(Stored items)
PR #703, opened 2020-03-29
Allow Reference also for daemon write

### LINKED ISSUE #702: Allowing writing images by both tag and digest
Missed adding the feature to daemon.Write, when adding to tarball.Write (#404)

And currently the tag is **removed**, when specifying _both_ tag and digest like so:

```
busybox:latest@sha256:b26cd013274a657b86e706210ddd5cc1f82f50155791199d29b9e86e935ce135
```

The `crane` tool adds an amusing "i-was-a-digest" tag, even when one exists.

afbjorklund:
I thought this was going to be a simple one-liner, like before:

```diff
-func Write(tag name.Tag, img v1.Image) (string, error) {
+func Write(ref name.Reference, img v1.Image) (string, error) {
```

But I was wrong, since I actually wanted to keep the tag too...

Closes #702

### DIFF
--- a/pkg/name/digest.go
+++ b/pkg/name/digest.go
@@ -28,6 +28,7 @@ const (
 // Digest stores a digest name in a structured form.
 type Digest struct {
 	Repository
+	tag      string
 	digest   string
 	original string
 }
@@ -45,6 +46,11 @@ func (d Digest) Identifier() string {
 	return d.DigestStr()
 }
 
+// TagStr returns the tag component of the Digest.
+func (d Digest) TagStr() string {
+	return d.tag
+}
+
 // DigestStr returns the digest component of the Digest.
 func (d Digest) DigestStr() string {
 	return d.digest
@@ -52,7 +58,19 @@ func (d Digest) DigestStr() string {
 
 // Name returns the name from which the Digest was derived.
 func (d Digest) Name() string {
-	return d.Repository.Name() + digestDelim + d.DigestStr()
+	name := d.Repository.Name()
+	if d.tag != "" {
+		name += tagDelim + d.TagStr()
+	}
+	name += digestDelim + d.DigestStr()
+	return name
+}
+
+// Tag returns the tag component of the Digest (if any)
+func (d Digest) Tag() Tag {
+	name := d.Repository.Name() + tagDelim + d.TagStr()
+	tag, _ := NewTag(name, StrictValidation)
+	return tag
 }
 
 // String returns the original input string.
@@ -90,6 +108,7 @@ func NewDigest(name string, opts ...Option) (Digest, error) {
 	}
 	return Digest{
 		Repository: repo,
+		tag:        tag.tag,
 		digest:     digest,
 		original:   name,
 	}, nil
--- a/pkg/crane/pull.go
+++ b/pkg/crane/pull.go
@@ -60,7 +60,11 @@ func Save(img v1.Image, src, path string) error {
 		if !ok {
 			return fmt.Errorf("ref wasn't a tag or digest")
 		}
-		tag = d.Repository.Tag(iWasADigestTag)
+		if d.TagStr() != "" {
+			tag = d.Tag()
+		} else {
+			tag = d.Repository.Tag(iWasADigestTag)
+		}
 	}
 
 	// no progress channel (for now)
--- a/pkg/name/digest_test.go
+++ b/pkg/name/digest_test.go
@@ -63,8 +63,10 @@ func TestNewDigestStrictValidation(t *testing.T) {
 	}
 
 	for _, name := range goodStrictValidationTagDigestNames {
-		if _, err := NewDigest(name, StrictValidation); err != nil {
+		if digest, err := NewDigest(name, StrictValidation); err != nil {
 			t.Errorf("`%s` should be a valid Digest name, got error: %v", name, err)
+		} else if digest.Name() != name {
+			t.Errorf("`%v` .Name() should reproduce the original name. Wanted: %s Got: %s", digest, name, digest.Name())
 		}
 	}
 
@@ -95,9 +97,10 @@ func TestDigestComponents(t *testing.T) {
 	t.Parallel()
 	testRegistry := "gcr.io"
 	testRepository := "project-id/image"
+	testTag := "latest"
 	fullRepo := path.Join(testRegistry, testRepository)
 
-	digestNameStr := testRegistry + "/" + testRepository + "@" + validDigest
+	digestNameStr := testRegistry + "/" + testRepository + ":" + testTag + "@" + validDigest
 	digest, err := NewDigest(digestNameStr, StrictValidation)
 	if err != nil {
 		t.Fatalf("`%s` should be a valid Digest name, got error: %v", digestNameStr, err)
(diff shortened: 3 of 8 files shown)


medyagh:
this PR is very helpful for minikube project. any chance we could get a review on this ? this will save seconds on our minikube start.

@mattmoor @jonjohnsonjr @ImJasonH

afbjorklund:
As far as I know, this is still blocked on maintainer feedback: #540

pkg/name/digest.go
```diff
@@ -45,14 +46,31 @@ func (d Digest) Identifier() string {
...
+		name += tagDelim + d.TagStr()
+	}
+	name += digestDelim + d.DigestStr()
+	return name
+}
+
+// Tag returns the tag component of the Digest (if any)
+func (d Digest) Tag() Tag {
+	name := d.Repository.Name() + tagDelim + d.TagStr()
+	tag, _ := NewTag(name, StrictValidation)
```
mattmoor, line 72: Does this work properly when `TagStr()` returns `""`?

pkg/name/digest.go
```diff
@@ -45,14 +46,31 @@ func (d Digest) Identifier() string {
 	return d.DigestStr()
 }
 
+// TagStr returns the tag component of the Digest.
+func (d Digest) TagStr() string {
+	return d.tag
```
mattmoor, line 51: It looks like this is only tested through `Name()`, perhaps add some focused tests?

pkg/name/digest.go
afbjorklund: No,  it returns a bogus result ending in `name@`. So it is tested before use (slightly ugly)

pkg/name/digest.go
afbjorklund: Probably a good idea, even though it was just a simple accessor method.

pkg/name/digest.go
afbjorklund: Returning a `Tag{}` here would still require testing below, and returning `nil` would make it crash.
Adding an `error` only makes things worse, then it is no longer possible to use it as a one-liner.

afbjorklund: So basically what happens here, is that the new the `name` will fail the `StrictValidation`

And then the error will be ignored (`_`), and it (NewTag) will return the mentioned `Tag[}`

medyagh:
@afbjorklund  are you done updating the PR ? or are you still working on this PR ?

medyagh:
@jonjohnsonjr any chance we could have this PR merged ? it will boost the perforamnce of minikube by considerable amount of seconds.

ImJasonH:
It looks like we're waiting on Travis to figure out it needs to build and approve this. Just in case this breaks Travis (which I doubt) can you make some dummy commit message change using `git commit --amend` and force-push it to get Travis to pick it up?

afbjorklund:
Rebased the branch now, hope that helps Travis

medyagh:
once this PR is merged we can update mnikube to use the master https://github.com/kubernetes/minikube/pull/8355

pkg/name/digest.go
jonjohnsonjr: This seems kind of error prone :/

jonjohnsonjr: Also, this implementation doesn't preserve the original Digest options, see https://github.com/google/go-containerregistry/issues/563

afbjorklund:
I'm considering replacing this PR with some docker-specific hack, since the whole API is limited to docker anyway...

For the other runtimes we just throw the digest away, since they don't support having both (tag and digest) at once.

```
pkg/minikube/registry/drvs/docker/docker.go:            ImageDigest:       cc.KicBaseImage,
pkg/minikube/registry/drvs/podman/podman.go:            ImageDigest:       strings.Split(cc.KicBaseImage, "@")[0], // for podman does not support docker images references with both a tag and digest.
```

Could do the same for the cache image file save (tarball.Write), since the digest isn't actually _used_ there anyway.

Tired of carrying stale upstream patches downstream, only means that we are missing out on the other updates.

----

There are already similar hacks elsewhere, so it won't really make a big difference in minikube.

```go
// WriteImageToDaemon write img to the local docker daemon
func WriteImageToDaemon(img string) error {
        klog.Infof("Writing %s to local daemon", img)
        ref, err := name.ParseReference(img)
        if err != nil {
                return errors.Wrap(err, "parsing reference")
        }
        klog.V(3).Infof("Getting image %v", ref)
        i, err := remote.Image(ref)
        if err != nil {
                if strings.Contains(err.Error(), "GitHub Docker Registry needs login") {
                        ErrGithubNeedsLogin = errors.New(err.Error())
                        return ErrGithubNeedsLogin
                } else if strings.Contains(err.Error(), "UNAUTHORIZED") {
                        ErrNeedsLogin = errors.New(err.Error())
                        return ErrNeedsLogin
                }

                return errors.Wrap(err, "getting remote image")
        }
        klog.V(3).Infof("Writing image %v", ref)
        _, err = daemon.Write(ref, i)
        if err != nil {
                return errors.Wrap(err, "writing daemon image")
        }

        return nil
}
```

Just add the tag afterwards, so that the docker-specific check code is happy about the image.

```go
// ExistsImageInDaemon if img exist in local docker daemon
func ExistsImageInDaemon(img string) bool {
        // Check if image exists locally
        cmd := exec.Command("docker", "images", "--format", "{{.Repository}}:{{.Tag}}@{{.Digest}}")
        if output, err := cmd.Output(); err == nil {
                if strings.Contains(string(output), img) {
                        klog.Infof("Found %s in local docker daemon, skipping pull", img)
                        return true
                }
        }
        // Else, pull it
        return false
}
```

afbjorklund:
> > EDIT: Right, now I remember why we didn't do that in the first place. It's not possible without network access.
> 
> Do we need to do anything on our side? I've kind of lost context on this change.

The context is in the issue, not in the pull request. Anyway, the image digest was lost when using `go-containerregistry` to pull.

It happened when we tried to replace `docker pull` with go code, and was causing minikube to reject the image and pull again...

afbjorklund:
But it seems like the bot closed the go-containerregistry issue, and that we failed to link it to the _original_ minikube issue...

https://github.com/kubernetes/minikube/issues/7226

jonjohnsonjr:
> `refusing to create a tag with a digest reference`

Looks like this happens if you call `cli.ImageTag`, as in our `daemon.Tag` path? So we never want to include a digested reference there, but we _do_ want to include it for the `daemon.Write` path...

So we need some way to say "include both" (this is `.String()`) and "give me only the tag, if it's present", which perhaps should always be the semantics of `name.Tag`?

I'm sorry -- I guess I still don't understand why we need to change much of anything here. Doesn't `name.Digest.String()` do what you need already?

Is it okay for tarballs to include references like `ubuntu:latest@sha256:...`? I'm a little concerned about all the rules for tags within tarballs, since I am not super familiar with the expectations of docker/container/podman/etc -- does this interact with https://github.com/google/go-containerregistry/issues/890 in any way?

I'd need to look through this PR again, but last I looked I wasn't happy with this: https://github.com/google/go-containerregistry/pull/703#discussion_r434290854

afbjorklund:
I will close this PR, and do the workarounds (`docker pull`) in minikube instead: https://github.com/kubernetes/minikube/pull/12184

PR #710, opened 2020-04-12
Allow empty hash for layout.Image

knqyf263:
`tarball` allows an empty tag. I need it for `layout` as well because OCI layout contains only 1 image in our many cases. Currently, we have to parse `index.json` in advance to know the hash of an image, but I'd like to avoid it.
https://github.com/google/go-containerregistry/blob/b8d7918fda8497bccfaa470932127112d0cc0021/pkg/v1/tarball/image.go#L119-L124

I tried changing `v1.Hash` to `*v1.Hash` like `*name.Tag`, but this method is defined in the interface. I gave up it and used an empty hash, `v1.Hash{}`.
https://github.com/google/go-containerregistry/blob/be3bb4a63da1230374dc617421699e553fcf9897/pkg/v1/layout/index.go#L84

It is an open discussion. Let me know if you have any better idea.


knqyf263:
I don't know why Travis CI says this build is in progress. It looks like all tests have finished normally.
https://travis-ci.org/github/google/go-containerregistry/builds/674024388

I'd like someone from maintainers to re-run this job.

ImJasonH:
Sorry for this delay, I'm not actually sure how to kick Travis into action here. Can you maybe `git commit --amend` and make some dummy change to the commit message, then force push it to get this unblocked?

knqyf263:
@ImJasonH Thank you for the advice. It works now.

PR #711, opened 2020-04-13
Consistent ordering when processing images to create a tarball manifest

deitch:
Resolves the issue raised in [this comment](https://github.com/google/go-containerregistry/pull/685#issuecomment-612885360) by @ImJasonH . 

When creating a v1/tarball manifest of multiple images, _always_ provide the order in order of the repo tags. It doesn't matter to the tarball, but it allows for us to have consistent results. It ensures tests pass, but consistency is good overall.

The sort key is just the repo tags joined together by `","`. It is simple, but it does work. I considered using the hash of the specific manifest, but that would make it too hard to eyeball. Why use complexity unnecessarily?

### DIFF
--- a/pkg/v1/tarball/write.go
+++ b/pkg/v1/tarball/write.go
@@ -21,6 +21,8 @@ import (
 	"fmt"
 	"io"
 	"os"
+	"sort"
+	"strings"
 
 	"github.com/google/go-containerregistry/pkg/name"
 	v1 "github.com/google/go-containerregistry/pkg/v1"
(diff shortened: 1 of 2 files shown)


pkg/v1/tarball/write.go
```diff
@@ -191,6 +193,10 @@ func processImages(refToImage map[name.Reference]v1.Image, tf *tar.Writer) (Mani
 			LayerSources: layerSources,
 		})
 	}
+	// sort by name of the repotags so it is consistent. Alternatively, we could sort by hash of the
```
ImJasonH, line 196: It's a small thing, but I find `sort.Slice` simpler and easier to read -- it doesn't require satisfying an interface, it uses reflection instead. It shouldn't really affect performance while there are only going to be a handful of items.

deitch: Sure, I don't mind. Hang tight.

deitch: Done

deitch:
> Thanks!

With pleasure. :-)

PR #712, opened 2020-04-14
Drain ping body for connection reuse

ktock:
Currenty `ping` for registries doesn't drain the response body so the connection
isn't reused. But in many cases, reusing the `ping` connection is valuable for
performance because it's general to access the `ping`ed registry soon after the
`ping`ing for fetching the contents.

### DIFF
--- a/pkg/v1/remote/transport/ping.go
+++ b/pkg/v1/remote/transport/ping.go
@@ -16,6 +16,8 @@ package transport
 
 import (
 	"fmt"
+	"io"
+	"io/ioutil"
 	"net/http"
 	"strings"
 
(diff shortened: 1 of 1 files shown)


pkg/v1/remote/transport/ping.go
```diff
@@ -83,7 +85,10 @@ func ping(reg name.Registry, t http.RoundTripper) (*pingResp, error) {
 			// Potentially retry with http.
 			continue
 		}
-		defer resp.Body.Close()
+		defer func() {
```
ImJasonH, line 88: Can you add a comment describing why we do this? It might be confusing, and future readers would save time not having to trace the change back to this PR.

ktock:
@ImJasonH Thanks for the review! Added the comment.

PR #714, opened 2020-04-22
Deduplicate layers in legacy tarballs

djfinlay:
Addresses https://github.com/bazelbuild/rules_docker/issues/1420

### DIFF
--- a/pkg/legacy/tarball/write_test.go
+++ b/pkg/legacy/tarball/write_test.go
@@ -15,8 +15,12 @@
 package tarball
 
 import (
+	"archive/tar"
+	"fmt"
+	"io"
 	"io/ioutil"
 	"os"
+	"path/filepath"
 	"strings"
 	"testing"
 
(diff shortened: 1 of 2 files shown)


pkg/legacy/tarball/write_test.go
```diff
@@ -456,3 +460,147 @@ func TestUncompressedSize(t *testing.T) {
...
+	// Create two tags, one pointing to each image created.
+	tag1, err := name.NewTag("gcr.io/foo/bar:latest", name.StrictValidation)
+	if err != nil {
+		t.Fatalf("Error creating test tag1: %v", err)
+	}
+	tag2, err := name.NewTag("gcr.io/baz/bat:latest", name.StrictValidation)
+	if err != nil {
+		t.Fatalf("Error creating test tag2: %v", err)
+	}
+	refToImage := make(map[name.Reference]v1.Image)
```
ImJasonH, line 503: This might be easier to read as:

```
refToImage := map[name.Reference]v1.Image{
  tag1: baseImage,
  tag2: extendedImage,
}
```

pkg/legacy/tarball/write_test.go
```diff
@@ -456,3 +460,147 @@ func TestUncompressedSize(t *testing.T) {
 		t.Errorf("expected UncompressedSize to be called, but it wasn't")
 	}
 }
+
+func TestWriteSharedLayers(t *testing.T) {
```
ImJasonH, line 464: Can you add a comment describing the scenario this tests?

Something like: "TestWriteSharedLayers tests that writing a tarball of multiple images that share some layers only writes those shared layers once." (feel free to reword)

I'm not sure I'd understand this test at a glance outside the context of this PR and a comment would help a lot.

PR #715, opened 2020-04-27
Avoid long delays on http-only registries

nicolaferraro:
This fixes a number of reported slow push time on Minikube.

The reason is that it did a first ping on https, even if the registry is declared as insecure. But connection to port 443 is kept idle by kubernetes until a timeout occurs (which is a typical firewall behavior as well).

If the registry is insecure, the go-containerregistry lib should not try https as first attempt.

Eg.
- https://github.com/GoogleContainerTools/kaniko/issues/970
- https://github.com/GoogleContainerTools/kaniko/issues/1013
- https://github.com/apache/camel-k/issues/1416

### DIFF
--- a/pkg/v1/remote/transport/ping.go
+++ b/pkg/v1/remote/transport/ping.go
@@ -68,13 +68,16 @@ func parseChallenge(suffix string) map[string]string {
 func ping(reg name.Registry, t http.RoundTripper) (*pingResp, error) {
 	client := http.Client{Transport: t}
 
-	// This first attempts to use "https" for every request, falling back to http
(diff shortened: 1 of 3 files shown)


darkdragon-001:
What happened to this?

jonjohnsonjr:
This PR somehow slipped by me. It's not an unreasonable change, but it just flips the problem around for folks running a secure registry on localhost: https://github.com/google/go-containerregistry/issues/279

An alternative could be using an `errgroup` to ping _both_ `http` and `https` concurrently, following whichever returns successfully first and cancelling the other?

PR #716, opened 2020-04-29
send error messages along with progress

deitch:
Finishes off #675 by sending any errors on the update channel in addition to (i.e. without changing) the usual return code.

Error messages along channel can be one of:

* `nil` - no error, more to come (i.e. not finished)
* not-`EOF` - error, finished
* `EOF` - no error, finished


deitch:
I definitely like how this simplifies thinking about getting errors @ImJasonH . Glad we decided to do it.

PR #725, opened 2020-05-27
set up goreleaser with github action

yihanzhen:
Tested in [my fork](https://github.com/yihanzhen/go-containerregistry/releases).

To make it work we'll also need to add a github secret `RELEASE_TOKEN` (which requires admin permission to the repo).


yihanzhen:
@jonjohnsonjr @ImJasonH PTAL

yihanzhen:
cc/ @lindsayismith

lindsayismith:
What is the name of the release binary that it creates?  How does it relate to the tags we push?

yihanzhen:
@lindsayismith The name of the binary is `go-containerregistry_{version}_{os}.tar.gz`. The tag gets filled into the `{version}` part. See [this](https://github.com/yihanzhen/go-containerregistry/releases/tag/v0.4.0) as an example.

.goreleaser.yml
```diff
@@ -0,0 +1,41 @@
+# This is an example goreleaser.yaml file with some sane defaults.
+# Make sure to check the documentation at http://goreleaser.com
+# before:
+#   hooks:
+#     # You may remove this if you don't use go modules.
+#     - go mod download
+#     # you may remove this if you don't need go generate
+#     - go generate ./...
+builds:
+- id: registry
```
jonjohnsonjr, line 10: Let's drop the registry binary from this -- it's primarily for testing and I don't want to implicitly endorse its use by including it in releases.

yihanzhen: Done

PR #815, opened 2020-11-05
expose v1/layout.WriteImage and WriteIndex

### LINKED ISSUE #813: Provide ability to update an image layout, ensuring all of its content is available
When using `v1/layout`, if I run `Path.AppendIndex()` / `Path.AppendImage()`, there is no way to say:

1. Update any missing blobs
1. Do not update the `index.json`, because there already is an entry

The `AppendIndex`/`AppendImage` already call `writeIndex`/`writeImage`, which sanely check each blob down the tree to see if it is there and, if not, then download it.

But the rest of `AppendIndex`/`AppendImage` creates the descriptor for use in `index.json` and then writes it. Most of the time this makes sense, but if the exact same descriptor already is there, it doesn't.

Practically, this means I can add a new image, or download all the missing blobs for an image and add it a second time, but I have no way to just download the missing blobs.

I see two ways to do this:

* make `writeIndex`/`writeImage` public, so someone can simply choose to call `WriteIndex` if they do not want to update `index.json`, or `AppendIndex` if they do
* make `AppendDescriptor` idempotent. If it is the _exact_ same descriptor, do not write it twice.

I am good with either of these, and happy to get a PR in if it will get reviewed and pulled.

Discussed offline with @jonjohnsonjr

deitch:
Fixes #813

### DIFF
--- a/pkg/v1/layout/write.go
+++ b/pkg/v1/layout/write.go
@@ -34,7 +34,7 @@ var layoutFile = `{
 // AppendImage writes a v1.Image to the Path and updates
 // the index.json to reference it.
 func (l Path) AppendImage(img v1.Image, options ...Option) error {
-	if err := l.writeImage(img); err != nil {
+	if err := l.WriteImage(img); err != nil {
 		return err
 	}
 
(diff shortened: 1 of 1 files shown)


jonjohnsonjr:
@mattmoor @ImJasonH this CodeQL things sucks, I often do want to log credentials for debugging reasons.

mattmoor:
Logging credentials is a huge security problem, logs are often far more accessible than the credentials potentially logged to them.  This has resulted in a large number of security incidents.

jonjohnsonjr (approved):

jonjohnsonjr:
Thanks!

What needs to be done:
Could you copy exactly the lines from the first line of the records above through the line containing "--- a/pkg/name/digest.go", both included, and nothing else?

Task solution:
PR #703, opened 2020-03-29
Allow Reference also for daemon write

### LINKED ISSUE #702: Allowing writing images by both tag and digest
Missed adding the feature to daemon.Write, when adding to tarball.Write (#404)

And currently the tag is **removed**, when specifying _both_ tag and digest like so:

```
busybox:latest@sha256:b26cd013274a657b86e706210ddd5cc1f82f50155791199d29b9e86e935ce135
```

The `crane` tool adds an amusing "i-was-a-digest" tag, even when one exists.

afbjorklund:
I thought this was going to be a simple one-liner, like before:

```diff
-func Write(tag name.Tag, img v1.Image) (string, error) {
+func Write(ref name.Reference, img v1.Image) (string, error) {
```

But I was wrong, since I actually wanted to keep the tag too...

Closes #702

### DIFF
--- a/pkg/name/digest.go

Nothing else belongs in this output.